Originally, every GDR citizen was entitled to a "welcome money" payment of 30 DM twice annually; by 1988, this had been increased to a one-time payment of 100 DM annually, which was recorded in their travel documents. The state of Bavaria paid an additional 40 DM to visitors from the GDR. After the fall of the Berlin Wall on 9 November 1989, tens of thousands of East Germans queued in front of banks and town halls in West Germany to collect their "welcome money" for the first time.

The payment of "welcome money" ended on 29 December 1989, as it was never intended to be paid out to such large numbers of visitors. This was replaced with an arrangement whereby GDR citizens could exchange 100 M into DM at a ratio of 1:1, with an additional 100 M exchangeable into DM at a ratio of 5:1. This arrangement ended when the GDR adopted the West German currency on 1 July 1990.

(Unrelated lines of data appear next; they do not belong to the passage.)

PR #8567, opened 2022-03-21
[api-change] add soft limit of String type length

yangzhg:
# Proposed changes

1. add a config string_type_soft_limit to soft limit max length of string type
2. disable using String type in Key column, partition column and
   distribution column
3. Remove string type alias BLOB for future use

## Problem Summary:

## Checklist(Required)

5. Does it need to update dependencies: (Yes/No)
6. Are there any changes that cannot be rolled back: (Yes/No)

## Further comments

### DIFF
--- a/be/src/common/config.h
+++ b/be/src/common/config.h
@@ -720,6 +720,13 @@ CONF_String(function_service_protocol, "h2:grpc");
 // use which load balancer to select server to connect
 CONF_String(rpc_load_balancer, "rr");
 
+// a soft limit of string type length, the hard limit is 2GB - 4, but if too long will cause very low performance,
+// so we set a soft limit, default is 1MB
+CONF_mInt32(string_type_length_soft_limit_bytes, "1048576");
+
+CONF_Validator(string_type_length_soft_limit_bytes,
+               [](const int config) -> bool { return config > 0 && config <= 2147483643; });
+
 } // namespace config
 
 } // namespace doris
--- a/be/src/olap/row_block2.cpp
+++ b/be/src/olap/row_block2.cpp
@@ -17,6 +17,7 @@
 
 #include "olap/row_block2.h"
 
+#include <algorithm>
 #include <sstream>
 #include <utility>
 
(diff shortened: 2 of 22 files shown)


be/src/olap/row_block2.cpp
```diff
@@ -188,15 +190,16 @@ Status RowBlockV2::_copy_data_to_column(int cid, doris::vectorized::MutableColum
...
             if (!nullable_mark_array[j]) {
                 uint16_t row_idx = _selection_vector[j];
                 auto slice = reinterpret_cast<const Slice*>(column_block(cid).cell_ptr(row_idx));
-                if (LIKELY(slice->size <= MAX_SIZE_OF_VEC_STRING)) {
+                if (LIKELY(slice->size <= limit)) {
                     column_string->insert_data(slice->data, slice->size);
                 } else {
-                    return Status::NotSupported("Not support string len over than 1MB in vec engine.");
+                    return Status::NotSupported(
+                            "Not support string len over than 1MB in vec engine.");
```
morningman, line 202: Change `1MB` to `limit`

be/src/common/config.h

In 1988, approximately 260 million DM was paid out to visitors from the GDR. However, in the months of November and December 1989 alone, 4 billion DM was paid out as "Welcome money". On the other hand, West Germans visiting the GDR had to submit to the Zwangsumtausch (or Mindestumtausch), the mandatory exchange of a specified amount of DM per day into the same amount of East German marks. From October 1980 onwards, the GDR required a minimum exchange of 25 DM daily. Such amounts could not be re-exchanged into DM when leaving the GDR. This practice also ended on 29 December 1989.